The debate about just what products should be considered derivatives turned hotter recently, following new regulatory initiatives and horror stories about unexpected losses.
And with Congress considering several bills to increase regulation of derivatives dealers and investors, the debate could be more than an academic exercise.
R. Fenn Putman, chairman of the Public Securities Association, spoke out last month with a complaint about municipal disclosure guidelines issued by the Securities and Exchange Commission.
The guidelines recommend a two-pronged approach: Issuers should disclose in their financial statements how they are using derivatives and whether their derivatives and could have a material effect on their financial condition. In addition, the guidelines said, issuers should disclose in offering statements information about the terms and risks of the derivatives products they sell to investors.
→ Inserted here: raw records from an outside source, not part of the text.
PR #141, opened 2017-05-11
Bug/memory leak fix some refactoring

rfreitas:
## The problem

`react-dropzone` was creating `ObjectURL`s but it did not manage them. This created a memory leak since we were not revoking them.

## Technical Implementation

The `ObjectURL` is automatically revoked and removed from the `File` object, whenever `react-dropzone` creates it.

The `ObjectURL` is still used to create lossy `Base64` and to display Blob or Files in the confirmation step. However these `ObjectURL` are created only when needed and are removed (revoked) when no longer necessary.

It's a good practice not to return these `ObjectURL` to the user, since he might not be aware that he needs to revoke them too.

https://developer.mozilla.org/en-US/docs/Web/API/URL/createObjectURL

Internally `image` was renamed `Blob` since it can always be considered a `Blob` even when it's a `File` (since it's inherited).

`imageLossy` was renamed to `lossyBase64` since it's more descriptive.

## Api changes

the returned capture had it's `image` renamed to `blob`. Open to discussion though.

## Documentation Change

Added an example taken from IDV demo app on how to upload captures to webserver

### DIFF
--- a/README.md
+++ b/README.md
@@ -241,13 +241,13 @@ You should get something returned back that looks like this:
     //useful only if you want to track and reference captures which have been taken
     id: "mwxm5loxdu63zlkawcdi",
     //captures will be returned as File or Blob
-    image: File
+    blob: BlobOrFile
     //the result of the document selection step
     documentType: "passport"
   },
   faceCapture: {
     id: "yy5j8hxlxukufjbrzfr",
-    image: Blob,
+    blob: BlobOrFile,
   }
 }
 ```
--- a/README.md
+++ b/README.md
@@ -263,17 +263,49 @@ Onfido.init({
   containerId: 'onfido-mount',
   // here we send the data in the complete callback
   onComplete: function() {
-    var data = Onfido.getCaptures()
-    sendToServer(data)
+    var captures = Onfido.getCaptures()
+    sendToServer(captures)
   }
 })
 
-function sendToServer(data) {
-  var request = new XMLHttpRequest()
-  request.open('POST', '/your/server/endpoint', true)
-  request.setRequestHeader('Content-Type', 'application/json')
-  var dataString = JSON.stringify(data)
-  request.send(dataString)
+const reduceObj = (object, callback, initialValue) =>
+  Object.keys(object).reduce(
+    (accumulator, key) => callback(accumulator, object[key], key, object),
+    initialValue)
+
+const objectToFormData = (object) =>
+  reduceObj(object, (formData, value, key) => {
+    formData.append(key, value)
+    return formData;
+  }, new FormData())
+
+const postData = (data, endpoint, callback) => {
+  const request = new XMLHttpRequest()
+  request.open('POST', endpoint, true)
+
+  request.onload = () => {
+    if (request.readyState === request.DONE) {
+      callback(request)
+    }
+  }
+  request.send(objectToFormData(data))
+}
+
+const sendToServer = ({documentCapture, faceCapture}) => {
+  postFormData({
+    file: documentCapture.blob,
+    type: documentCapture.documentType
+  },
+    '/your-document-endpoint/',
+    request => console.log('document uploaded')
+  )
+
+  postFormData({
+    file: faceCapture.blob
+  },
+    '/your-face-endpoint/',
+    request => console.log('face uploaded')
+  )
 }
 ```
 
--- a/src/components/Capture/capture.js
+++ b/src/components/Capture/capture.js
@@ -100,6 +100,7 @@ class Capture extends Component {
     }
 
     if (!lossyBase64){
+      //If a lossy file cannot be generated, then a raw base64 should be
       fileToBase64(blob, base64 =>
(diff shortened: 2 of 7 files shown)


rfreitas:
Travis automatic deployment: https://141-pr-onfido-sdk-ui-onfido.surge.sh

rfreitas:
wow, the size is super big, something to do with source maps :x @hjheath your size plugin already saving our ass.

rfreitas:
Travis automatic deployment: https://141-pr-onfido-sdk-ui-onfido.surge.sh

hjheath:
Yes the size plugin is good. I had a look at it would be trivial to change the status of the check if the size change exceeded a given threshold

rfreitas:
Travis automatic deployment: https://141-pr-onfido-sdk-ui-onfido.surge.sh

rfreitas:
@hjheath that would be neat!

src/components/Capture/capture.js
```diff
@@ -85,29 +85,40 @@ class Capture extends Component {
...
   }
 
-  handleBase64 = (lossyBase64, base64) => {
-    const blob = base64toBlob(base64)
-    this.handleImage(lossyBase64, blob, base64)
-  }
-
-  handleImage = (base64ImageLossy, image, base64) => {
-    if (!image) {
+  handleImage = (lossyBase64, blob) => {
```
hjheath: I think we can use a better name than `handleImage`

src/components/Capture/capture.js
```diff
@@ -85,29 +85,40 @@ class Capture extends Component {
...
       console.warn('Cannot handle a null image')
       return;
     }
-    const payload = this.createPayload(image, base64ImageLossy, base64)
-    functionalSwitch(this.props.method, {
-      document: ()=> this.handleDocument(payload),
-      face: ()=> this.handleFace(payload)
-    })
+
+    const handleImageInternal = (lossyBase64, blob, base64) => {
```
hjheath: The next 20 lines of logic still feels awkward to me. When would we have a lossyBase64 and a base64 argument? If the answer is never then can't this function just have two arguments (blob, base64)?

src/components/Capture/capture.js
rfreitas: suggestions?

webpack.config.babel.js
```diff
@@ -42,6 +42,7 @@ const basePlugins = [
 if (ENV === 'production') {
   basePlugins.push(
     new webpack.optimize.UglifyJsPlugin({
+      sourceMap: true,
```
hjheath: what does this do?

src/components/Capture/capture.js
rfreitas: answer is never, only thing is that to me mixing a lossybase64 and a raw base64 can lead to confusion. They are different base64. Although I agree the whole thing probably needs a rethinking.

README.md
```diff
@@ -263,17 +263,49 @@ Onfido.init({
...
   }
 })
 
-function sendToServer(data) {
-  var request = new XMLHttpRequest()
-  request.open('POST', '/your/server/endpoint', true)
-  request.setRequestHeader('Content-Type', 'application/json')
-  var dataString = JSON.stringify(data)
-  request.send(dataString)
+const reduceObj = (object, callback, initialValue) =>
```
hjheath: These examples look valuable, I would have put them in a separate PR.
1) Do you think they should be part of the SDK code (i.e. we expose `postData` to them).
2) I think we should do the wider rewrite of docs asap.

src/components/Capture/capture.js
rfreitas: thinking more about this and you are right, I'll simplify this.

webpack.config.babel.js
rfreitas: makes sure the minifying plugin does not mess with the source maps. But I still haven't completely solved the issue, I'm still not getting perfect source maps on Chrome.

README.md
rfreitas: fair point on the separate PR.
Making it part of the SDK would not be a bad idea. What do you think @stefaniacardenas?

src/components/Capture/capture.js
hjheath: Ignore, I think `handleImage` is OK. I think `handleImageInternal` can be improved - it does not need to be a function if it's just the implementation of `handleImage`

rfreitas:
Travis automatic deployment: https://141-pr-onfido-sdk-ui-onfido.surge.sh

rfreitas:
Travis automatic deployment: https://141-pr-onfido-sdk-ui-onfido.surge.sh

rfreitas:
Travis automatic deployment: https://141-pr-onfido-sdk-ui-onfido.surge.sh

src/components/Capture/capture.js
```diff
@@ -169,14 +156,18 @@ class Capture extends Component {
       return
     }
 
+    const handleFile = file => fileToBase64(file,
```
hjheath: indents are a bit weird, but otherwise looks good!

PR #521, opened 2022-12-07
Add Car plate detection// CS 4420 Group 6

Eric-Shang:
For simplicity we put all files under tutorials, please put this model under tutorials folder: https://www.dropbox.com/s/x677jwtae0elm6h/model.pth?dl=0 and name it as model.pth
move data from data copy to data under tutorials, and run car_plate_detection pipeline.ipynb


jarulraj:
Good PR! Subsumed into an application -- https://github.com/georgia-tech-db/eva-application-template.

PR #523, opened 2022-12-07
Implement Open as a new UDF

jiashenC:


eva/udfs/ndarray/open.py
```diff
@@ -0,0 +1,53 @@
...
+import numpy as np
+import pandas as pd
+
+from eva.executor.executor_utils import ExecutorError
+from eva.udfs.abstract.abstract_udf import AbstractUDF
+
+
+class Open(AbstractUDF):
+    # cache data to avoid expensive open files on disk
+    _DATA_CACHE = dict()
```
gaurav274, line 27: Any reason for making it a class member and not an instance member?

gaurav274 (approved):

PR #524, opened 2022-12-10
Audio index

jarulraj:


jarulraj:
@tushar-97 This PR is no longer needed, right?

tushar-97:
Correct. We can close this PR in favour of https://github.com/georgia-tech-db/eva/pull/586

PR #527, opened 2022-12-12
Register open fe

jiashenC:
* Register Open as UDF
* Fix Open. The system passes panda DataFrame as input by default even for str.


test/integration_tests/test_open.py
```diff
@@ -0,0 +1,66 @@
...
+
+    @unittest.skip(
+        "Skip because evaluate condition on multi-dimensional array is ambiguious."
+    )
+    def test_open_should_open_image(self):
+        # Test query runs successfully with Open function call.
+        config = ConfigurationManager()
+        upload_dir_from_config = config.get_value("storage", "upload_dir")
+        img_path = os.path.join(upload_dir_from_config, "dummy.jpg")
+        select_query = """SELECT * FROM testOpenTable WHERE Open("{}");""".format(
```
gaurav274, line 63: You can test it with open in the select list

jiashenC: Sure

test/integration_tests/test_open.py
```diff
@@ -0,0 +1,76 @@
...
+
+        num = batch_res.column_as_numpy_array("testopentable.num")[0]
+        self.assertEqual(1, num)
+        actual_img = batch_res.column_as_numpy_array("open.data")[0]
+        self.assertEqual(np.sum(expected_img), np.sum(actual_img))
+
+        num = batch_res.column_as_numpy_array("testopentable.num")[1]
+        self.assertEqual(2, num)
+        actual_img = batch_res.column_as_numpy_array("open.data")[1]
+        self.assertTrue(np.isnan(actual_img))
```
gaurav274, line 76: Shouldn't the second row also have the same data?

gaurav274: https://github.com/georgia-tech-db/eva/blob/4da3e482728ad157fbd0e9e2509fda1295ea1759/eva/expression/function_expression.py#L89

jiashenC: Actually, during my testing, the second row never triggers another `Open` call. I thought it is by design.

PR #530, opened 2022-12-13
bug: fix errors due to MVIT UDF

gaurav274:


eva/udfs/udf_bootstrap_queries.py
```diff
@@ -127,13 +127,14 @@ def init_builtin_udfs(mode="debug"):
     """
     queries = [
         Fastrcnn_udf_query,
-        Mvit_udf_query,
```
pchunduri6, line 130: I think few test cases are failing due to removing this from the boostrap. Otherwise LGTM.

pchunduri6 (approved):

PR #533, opened 2022-12-14
feat: load img support

gaurav274:


eva/catalog/catalog_manager.py
```diff
@@ -388,50 +429,50 @@ def check_table_exists(self, database_name: str, table_name: str):
     def get_all_udf_entries(self):
         return self._udf_service.get_all_udfs()
 
-    def get_video_metadata_table(
+    def get_media_metainfo_table(
```
jarulraj, line 432: Maybe add a comment on the difference between `metainfo` and `metadata`.

eva/catalog/catalog_type.py
```diff
@@ -22,6 +22,7 @@ class Dimension(IntEnum):
 class TableType(IntEnum):
     STRUCTURED_DATA = auto()
     VIDEO_DATA = auto()
+    IMAGE_DATA = auto()
```
jarulraj, line 26: Do we need a very different approach to store AUDIO_DATA or PDF_DATA?

jarulraj (approved):

eva/catalog/catalog_manager.py
gaurav274: The catalog's current naming convention is ineffective, and I am working on a new pull request to improve it.

eva/catalog/catalog_type.py
gaurav274: It should be similar

PR #535, opened 2022-12-15
Similarity UDF

jiashenC:
Similarity UDF
* Compare distance between feature from open and base feature and return the calculated distance.

### DIFF
--- a/eva/executor/orderby_executor.py
+++ b/eva/executor/orderby_executor.py
@@ -15,12 +15,12 @@
 from typing import Iterator
 
 from eva.executor.abstract_executor import AbstractExecutor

Putman is concerned that issuers will have trouble complying with the guidelines unless derivatives are more clearly defined.
The problem "is we haven't defined what the word ~derivative' means," Putman said. "We've now defined almost everything that isn't conventional passbook savings as derivatives."
The basic definition of a derivative is a product that derives its value from another security, asset, or index. Interest rate swaps, inverse floating-rate municipal bonds, and a host of other products fall under this definition.
But among this broad classification are products with very different performance characteristics, volatility, and risks.
Putman, for example, believes that the term derivatives should be applied only to interest rate swaps, caps, floors, options, and other products whose value is derived from an underlying security through a contract. Inverse floaters, he maintains, are securities with adjusted cash flows, not derivatives.
One of Putman's main concerns, is that regulators and market participants understand that inverse floaters typically are fixed-rate securities for issuers, even though they are variable-rate securities and potentially volatile for investors.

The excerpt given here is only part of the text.